» **EXERCISE DETAILS**
Emit a verbatim copy of the lines running from the line with "Having the arrays" through the end of the material below.
··· SOURCE DATA
PR #3108, opened 2023-06-26
BUG: force contiguous calling find_points_in_spheres

lbluque:
## Checklist

```sh
pip install -U pre-commit
pre-commit install
```

### DIFF
--- a/pymatgen/core/structure.py
+++ b/pymatgen/core/structure.py
@@ -1522,10 +1522,10 @@ class IStructure(SiteCollection, MSONable):
         else:
             if sites is None:
                 sites = self.sites
-            site_coords = np.array([site.coords for site in sites], dtype=float)
-            cart_coords = np.array(self.cart_coords, dtype=float)
-            lattice_matrix = np.array(self.lattice.matrix, dtype=float)
-            pbc = np.array(self.pbc, dtype=int)
+            site_coords = np.ascontiguousarray([site.coords for site in sites], dtype=float)
+            cart_coords = np.ascontiguousarray(self.cart_coords, dtype=float)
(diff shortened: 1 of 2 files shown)


shyuep:
Quick qn: what is the purpose of this? Speed up?

lbluque:
Having the arrays contiguous makes it faster., which I had already added in the previous PR.

However, we noticed that when called internally by a structure where the lattice matrix or frac_coords had been changed in such a way (such as applying strain) that the arrays were not contiguous then the call to the cython function would raise errors.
······
» **YOUR RESPONSE**
Having the arrays contiguous makes it faster., which I had already added in the previous PR.

However, we noticed that when called internally by a structure where the lattice matrix or frac_coords had been changed in such a way (such as applying strain) that the arrays were not contiguous then the call to the cython function would raise errors.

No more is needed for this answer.